> _Exercise directions_:
Which lines of the records contain "anything"? Collect every one of them.

(Collected data)
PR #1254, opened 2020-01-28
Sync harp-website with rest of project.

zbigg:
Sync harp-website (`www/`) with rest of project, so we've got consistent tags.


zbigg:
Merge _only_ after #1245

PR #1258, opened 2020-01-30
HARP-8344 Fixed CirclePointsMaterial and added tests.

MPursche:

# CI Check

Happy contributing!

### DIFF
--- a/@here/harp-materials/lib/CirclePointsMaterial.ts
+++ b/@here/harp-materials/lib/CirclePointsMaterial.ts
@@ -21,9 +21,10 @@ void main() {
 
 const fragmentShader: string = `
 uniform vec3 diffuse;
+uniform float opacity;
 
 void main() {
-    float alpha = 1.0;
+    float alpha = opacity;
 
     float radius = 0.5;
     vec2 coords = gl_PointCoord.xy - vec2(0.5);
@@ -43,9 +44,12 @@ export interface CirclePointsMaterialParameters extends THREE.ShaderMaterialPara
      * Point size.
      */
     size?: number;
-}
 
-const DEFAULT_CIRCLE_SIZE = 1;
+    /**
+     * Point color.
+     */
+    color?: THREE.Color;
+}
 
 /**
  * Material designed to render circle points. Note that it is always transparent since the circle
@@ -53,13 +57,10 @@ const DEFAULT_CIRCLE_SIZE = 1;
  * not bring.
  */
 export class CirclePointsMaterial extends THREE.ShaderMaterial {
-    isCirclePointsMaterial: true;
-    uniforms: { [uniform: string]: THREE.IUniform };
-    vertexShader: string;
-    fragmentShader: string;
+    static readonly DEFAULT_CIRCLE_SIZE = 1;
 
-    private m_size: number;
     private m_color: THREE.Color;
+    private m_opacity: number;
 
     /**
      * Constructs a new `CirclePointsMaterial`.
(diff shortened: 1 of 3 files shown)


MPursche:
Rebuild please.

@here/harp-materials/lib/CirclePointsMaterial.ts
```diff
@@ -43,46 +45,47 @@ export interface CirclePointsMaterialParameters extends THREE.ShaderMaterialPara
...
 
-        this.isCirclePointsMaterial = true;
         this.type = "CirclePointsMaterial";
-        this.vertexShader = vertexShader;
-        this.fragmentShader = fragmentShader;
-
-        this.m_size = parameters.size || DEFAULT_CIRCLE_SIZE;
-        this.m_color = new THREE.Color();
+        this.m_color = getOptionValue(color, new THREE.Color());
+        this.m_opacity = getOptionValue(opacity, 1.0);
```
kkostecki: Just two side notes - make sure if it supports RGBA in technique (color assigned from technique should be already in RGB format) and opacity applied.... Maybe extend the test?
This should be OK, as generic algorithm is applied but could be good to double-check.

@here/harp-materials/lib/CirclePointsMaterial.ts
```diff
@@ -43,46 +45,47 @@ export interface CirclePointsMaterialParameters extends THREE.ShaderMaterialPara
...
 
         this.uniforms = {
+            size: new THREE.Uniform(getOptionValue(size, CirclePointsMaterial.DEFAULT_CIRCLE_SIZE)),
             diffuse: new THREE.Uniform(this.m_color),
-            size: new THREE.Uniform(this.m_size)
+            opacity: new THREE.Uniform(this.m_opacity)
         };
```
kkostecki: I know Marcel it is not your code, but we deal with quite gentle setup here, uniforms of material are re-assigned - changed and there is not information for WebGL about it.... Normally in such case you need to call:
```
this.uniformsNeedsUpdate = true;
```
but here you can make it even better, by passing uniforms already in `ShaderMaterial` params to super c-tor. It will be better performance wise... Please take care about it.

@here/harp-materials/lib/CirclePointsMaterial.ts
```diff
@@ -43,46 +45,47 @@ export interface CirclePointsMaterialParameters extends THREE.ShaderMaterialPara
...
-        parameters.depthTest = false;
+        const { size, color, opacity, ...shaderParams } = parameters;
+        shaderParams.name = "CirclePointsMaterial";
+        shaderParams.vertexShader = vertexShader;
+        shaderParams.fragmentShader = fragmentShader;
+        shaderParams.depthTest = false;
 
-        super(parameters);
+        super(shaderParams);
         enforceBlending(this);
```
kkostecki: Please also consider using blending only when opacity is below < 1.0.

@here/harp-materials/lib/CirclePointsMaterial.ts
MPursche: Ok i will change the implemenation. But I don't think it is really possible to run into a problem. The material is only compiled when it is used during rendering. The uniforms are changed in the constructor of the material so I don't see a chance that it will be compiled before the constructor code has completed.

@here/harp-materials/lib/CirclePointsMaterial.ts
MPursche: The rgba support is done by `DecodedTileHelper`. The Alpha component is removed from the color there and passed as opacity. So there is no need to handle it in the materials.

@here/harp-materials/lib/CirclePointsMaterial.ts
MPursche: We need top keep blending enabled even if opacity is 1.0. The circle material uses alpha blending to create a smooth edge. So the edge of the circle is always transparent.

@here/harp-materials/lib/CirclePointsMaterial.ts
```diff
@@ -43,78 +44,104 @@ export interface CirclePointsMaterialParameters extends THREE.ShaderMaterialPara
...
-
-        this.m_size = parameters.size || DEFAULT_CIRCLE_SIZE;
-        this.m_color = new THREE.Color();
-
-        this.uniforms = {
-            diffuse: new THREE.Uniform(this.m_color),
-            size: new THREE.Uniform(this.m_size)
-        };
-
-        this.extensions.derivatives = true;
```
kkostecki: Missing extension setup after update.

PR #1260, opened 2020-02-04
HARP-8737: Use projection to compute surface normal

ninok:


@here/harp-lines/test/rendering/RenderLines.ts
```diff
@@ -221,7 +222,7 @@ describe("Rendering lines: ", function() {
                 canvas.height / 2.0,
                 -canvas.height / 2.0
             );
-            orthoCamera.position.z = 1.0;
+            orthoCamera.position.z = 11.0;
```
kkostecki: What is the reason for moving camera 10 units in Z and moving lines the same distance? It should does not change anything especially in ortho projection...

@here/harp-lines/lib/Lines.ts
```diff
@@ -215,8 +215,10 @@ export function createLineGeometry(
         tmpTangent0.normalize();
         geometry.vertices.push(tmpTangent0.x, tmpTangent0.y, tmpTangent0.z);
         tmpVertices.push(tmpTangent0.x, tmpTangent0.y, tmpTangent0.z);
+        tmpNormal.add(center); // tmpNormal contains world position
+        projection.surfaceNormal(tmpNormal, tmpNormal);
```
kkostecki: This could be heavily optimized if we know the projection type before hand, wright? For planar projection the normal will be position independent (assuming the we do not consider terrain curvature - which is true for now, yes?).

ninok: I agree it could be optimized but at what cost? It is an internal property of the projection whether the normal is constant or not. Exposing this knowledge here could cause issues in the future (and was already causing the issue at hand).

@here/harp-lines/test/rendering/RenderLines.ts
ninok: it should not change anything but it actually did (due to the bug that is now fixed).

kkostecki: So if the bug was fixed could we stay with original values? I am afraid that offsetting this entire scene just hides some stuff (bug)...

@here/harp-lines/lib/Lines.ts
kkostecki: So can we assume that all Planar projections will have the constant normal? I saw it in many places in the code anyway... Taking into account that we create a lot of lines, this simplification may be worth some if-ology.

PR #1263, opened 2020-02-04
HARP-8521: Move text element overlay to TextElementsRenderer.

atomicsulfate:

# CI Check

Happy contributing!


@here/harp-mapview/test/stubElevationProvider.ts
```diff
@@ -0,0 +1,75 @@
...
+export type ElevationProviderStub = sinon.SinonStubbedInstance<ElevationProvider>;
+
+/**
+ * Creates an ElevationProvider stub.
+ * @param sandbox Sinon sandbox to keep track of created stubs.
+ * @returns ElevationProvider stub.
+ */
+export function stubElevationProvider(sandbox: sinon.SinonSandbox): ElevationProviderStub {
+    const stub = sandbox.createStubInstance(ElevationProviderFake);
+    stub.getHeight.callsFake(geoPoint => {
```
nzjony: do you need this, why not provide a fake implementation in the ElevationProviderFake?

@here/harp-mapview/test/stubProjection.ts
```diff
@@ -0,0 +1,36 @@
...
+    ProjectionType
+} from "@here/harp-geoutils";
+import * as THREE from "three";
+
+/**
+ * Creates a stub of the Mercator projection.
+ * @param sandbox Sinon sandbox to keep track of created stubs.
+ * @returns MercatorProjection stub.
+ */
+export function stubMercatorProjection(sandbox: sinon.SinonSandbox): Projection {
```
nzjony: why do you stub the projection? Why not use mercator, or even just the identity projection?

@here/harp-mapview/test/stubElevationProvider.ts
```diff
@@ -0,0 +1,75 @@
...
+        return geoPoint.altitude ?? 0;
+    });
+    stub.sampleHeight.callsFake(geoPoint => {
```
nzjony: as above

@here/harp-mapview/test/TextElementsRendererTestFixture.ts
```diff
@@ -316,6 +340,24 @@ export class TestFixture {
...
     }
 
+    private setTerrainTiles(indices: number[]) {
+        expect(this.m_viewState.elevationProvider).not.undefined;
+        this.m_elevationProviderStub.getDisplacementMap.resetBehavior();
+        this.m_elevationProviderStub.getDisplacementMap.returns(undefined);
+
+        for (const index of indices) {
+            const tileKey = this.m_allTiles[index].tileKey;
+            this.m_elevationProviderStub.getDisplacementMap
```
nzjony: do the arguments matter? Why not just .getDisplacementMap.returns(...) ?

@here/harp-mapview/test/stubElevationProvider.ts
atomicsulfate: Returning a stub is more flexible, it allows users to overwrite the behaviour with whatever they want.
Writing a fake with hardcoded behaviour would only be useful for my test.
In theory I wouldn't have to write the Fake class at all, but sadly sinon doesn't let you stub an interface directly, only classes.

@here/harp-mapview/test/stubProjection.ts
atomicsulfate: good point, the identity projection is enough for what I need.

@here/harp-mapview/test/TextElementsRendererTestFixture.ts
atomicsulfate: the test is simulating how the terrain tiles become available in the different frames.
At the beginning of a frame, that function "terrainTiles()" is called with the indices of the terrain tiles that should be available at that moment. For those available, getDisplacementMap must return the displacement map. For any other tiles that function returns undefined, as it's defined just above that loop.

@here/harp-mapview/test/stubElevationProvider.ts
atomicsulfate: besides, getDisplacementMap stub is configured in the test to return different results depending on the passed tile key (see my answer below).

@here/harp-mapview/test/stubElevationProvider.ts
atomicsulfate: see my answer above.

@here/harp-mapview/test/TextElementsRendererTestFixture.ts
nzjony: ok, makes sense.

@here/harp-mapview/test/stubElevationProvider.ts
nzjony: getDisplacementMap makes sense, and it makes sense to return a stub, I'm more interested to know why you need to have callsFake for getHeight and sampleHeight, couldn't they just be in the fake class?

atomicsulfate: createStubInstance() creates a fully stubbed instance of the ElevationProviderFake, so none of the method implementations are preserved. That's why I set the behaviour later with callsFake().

> _Your solution_:
kkostecki: What is the reason for moving camera 10 units in Z and moving lines the same distance? It should does not change anything especially in ortho projection...
ninok: it should not change anything but it actually did (due to the bug that is now fixed).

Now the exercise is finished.